Lígia Ferreira, 41 anos - Arquivo Pessoal
Lígia Ferreira, 41 anosArquivo Pessoal
Por Natasha Amaral
Rio - Em um país miscigenado, com mais de 50% da população autodeclarada negra, denúncias de racismo continuam constantes e engrossam tristes estatísticas. O caso mais recente é o da Ligia Ferreira, de 41 anos, que foi atacada com insultos racistas na saída do NorteShopping, no Cachambi, na Zona Norte do Rio, na tarde de quinta-feira, e foi desencorajada a registrar ocorrência após o crime. "É uma coisa triste, sou uma mulher de 41 anos, mãe de dois filhos negros, gestora da minha família. Nós aprendemos a conviver com o peso do olhar alheio, a gente se blinda quando não deveria, quando é explícito assim não podemos aceitar.

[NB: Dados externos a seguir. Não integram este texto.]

PR #1014, opened 2024-09-06
Switch to string vs. symbols for facts in spec tests

wyardley:
Set `facterdb_string_keys` to `true` and update to string versions of facts in our spec tests.

Update `.sync.yml` so that modulesync doesn't override this while the default is still `false`

### DIFF
--- a/spec/spec_helper.rb
+++ b/spec/spec_helper.rb
@@ -10,7 +10,7 @@ ENV['COVERAGE'] ||= 'yes' if Dir.exist?(File.expand_path('../lib', __dir__))
 require 'voxpupuli/test/spec_helper'
 
 RSpec.configure do |c|
-  c.facterdb_string_keys = false
+  c.facterdb_string_keys = true
   c.mock_with :mocha
 end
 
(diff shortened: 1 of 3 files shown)


TheMeier (approved):

spec/spec_helper.rb
```diff
@@ -10,7 +10,6 @@
 require 'voxpupuli/test/spec_helper'
 
 RSpec.configure do |c|
-  c.facterdb_string_keys = false
```
bastelfreak, line 13: This Optik is coming from modulesync_config : https://github.com/voxpupuli/puppet-autofs/blob/master/.sync.yml#L13 https://github.com/voxpupuli/modulesync_config/blob/master/moduleroot/spec/spec_helper.rb.erb#L13

wyardley: Or just that this would get wiped out by a future modulesync and should just close this PR and leave it as it is?

wyardley: https://github.com/voxpupuli/modulesync_config/blob/78c09c9954deb7b2510a381a1dc750a9feba1855/config_defaults.yml#L115

Ah, default from here. Yeah, will just leave this as is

Eu tenho o mesmo direito e preciso que ele seja respeitado mas, infelizmente, é preciso ir pra rede social pedir respeito", conta.

As agressões aconteceram no momento em que Lígia aguardava uma amiga na frente do shopping. "Foi tudo muito rápido no que se refere ao momento da agressão. Eu tinha acabado de sair do trabalho e estava na porta do shopping esperando uma amiga. Minha cunhada, que mora na Região dos Lagos, me ligou e disse que meu sobrinho perdeu um documento. Em determinado momento, eu gritei: "poxa, caraca, meu Deus, que trabalho". Aí essa cidadã passou por mim e me encarou. Eu fiz sinal que não estava falando com ela e a mesma começou a gritar e me xingar de 'macaca'", relata a vítima.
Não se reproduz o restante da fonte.